Hypoxico mask altitude training
An athlete ‘training high’ with a Hypoxico mask

Oestrike said Hypoxico arranged for training systems as small as a mask and as large as an entire room at the U.S. Olympic Training Center in Colorado Springs.

“We have NFL teams that are starting to use them,” Oestrike said. “Most English Premier League [soccer] teams have their athletes using them.”

Mountain Training

“I first heard about altitude tents in 2010 or 2011 from athletes who were using them to train for extreme endurance events like [The Leadville 100],” said Ballinger. “And I thought, I’m spending seven to eight months a year in tents on expeditions, and if I can find a way to shorten that, I will.”

It followed, Ballinger reasoned, that if tents could cause adaptations for endurance athletes similar to living at altitude, they should be able to simulate the acclimatization process in mountaineering, possibly cutting steps out of the summiting process and cutting the risk of various altitude-related ailments like acute mountain sickness or high-altitude pulmonary edema.

adrian-tent
Ballinger acclimates at home

He tested his hypothesis on an Alpenglow expedition to 8,485-meter Malaku, the fifth-highest peak in the world. The trek to the mountain was so gnarly that would-be climbers often failed before reaching base camp. Ballinger wanted to skip it, flying the group right to 17,000 feet.

“So we had them pre-acclimatizing using the tents, and we had a 100 percent success rate,” he said.

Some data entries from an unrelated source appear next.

PR #2546, opened 2025-09-25
Fix specific WidgetWin32Tests to not use Layout

amartya4256:
Some of the tests in WidgetWin32Tests assert the size of the controls after DPI_CHANGE. The tests work fine since theres no updateLayout called but its deffered to be executed after the thread is free and hence the controls size are unaffected. However this is risky and layouting can make the values arbitrary and the tests can fail. Hence, we simply test the absolute values without using any Layout in this PR.


akurtakov:
I have missed when this folder was committed but shouldn't it be in https://github.com/eclipse-platform/eclipse.platform.swt/tree/master/tests/org.eclipse.swt.tests.win32 ?

HeikoKlare:
They were introduce 1,5 years ago or so. They are unit tests and no component tests (testing not at bundle API level), which is why they are not in the separate Win32 test bundle but in the Win32 fragment.

akurtakov:
I see. Thanks for the explanation.

PR #2547, opened 2025-09-25
Reset device zoom to 100 in ResetMonitorSpecificScalingExtension

ShahzaibIbrahim:
Disposing the display alone is insufficient, as some tests do not create a new display and continue to use the previously set device zoom when calling DPIUtil.getDeviceZoom. This change ensures that device zoom is explicitly reset to 100 after each test, preventing unintended side effects from lingering zoom values across tests.


fedejeanne (approved):

fedejeanne:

Ballinger began integrating it into his own training – Olympic Valley sits at 6,000 feet – and said by January 2017, all of Alpenglow’s mountaineering trips will have clients pre-acclimatizing using Hypoxico systems in order to shorten the ascent time.

“We can cut 30 to 50 percent off the length of a trip with the rapid ascent program,” he said.

High Altitude ‘Training’

Ballinger said he and Harrington used Hypoxico systems for about eight weeks before Cho, but that a 6,000- or 7,000-meter peak might only require four to six weeks or pre-acclimatization.

“We spent eight hours a day in the tent, mostly sleeping, but sometimes watching a movie or doing e-mails,” he said. “We bumped up the altitude slowly with the goal of sleeping well at night. If you’re too aggressive, you can hurt your recovery and not see the full benefits of training.”

luke

To keep from overdoing it, Ballinger employed a sleep tracker and pulse oximeter to measure oxygen saturation in his blood.

“The goal was to have good sleep and keep saturation above 80 percent,” he said. (For reference, normal oxygen saturation is between 95 and 100 percent.) “If it hit the high 80s or low 90s, we would bump it up.”

altitude training
Ballinger “training high” with a mask before Cho Oyu

He and Harrington also “trained high.” They rode stationary bikes using Hypoxico masks – a smaller version of the same oxygen-replacing system as the tents, not the air-blocking masks that became popular a few years ago.

“We would go as high as 21,000 feet for that,” Ballinger said. “Saturation would get down to the high 60s or low 70s.”

“It’s just like what we do in the mountains,” he continued. “We get to a point where we’re comfortable, push it up until we’re suffering, then drop back down to a comfortable level to recover.”

Drawbacks

altitude tent in bed

Ballinger said sleeping in the tents doesn’t always make for the most romantic arrangement. (He and Harrington live together.)

“We usually opt for the head tents,” he said, referring to the Hypoxico product pictured above, which covers only above the shoulders.

Some have questioned the ethics of altitude-simulating tents or chambers by endurance athletes, likening them to performance-enhancing drugs.

(Ballinger and Harrington, of course, don’t compete in Olympic events, and this issue does not pertain to mountaineering. However, it has been raised in the endurance sports world.)

Oestrike is quick to point out the World Anti-Doping Agency conducted a review of hypoxic technology and concluded it did not constitute an unfair advantage.

“They basically came to the conclusion that if other people can live in Chamonix or Aspen, and train there, then others should be able to simulate altitude training at sea level and level the playing field,” he said.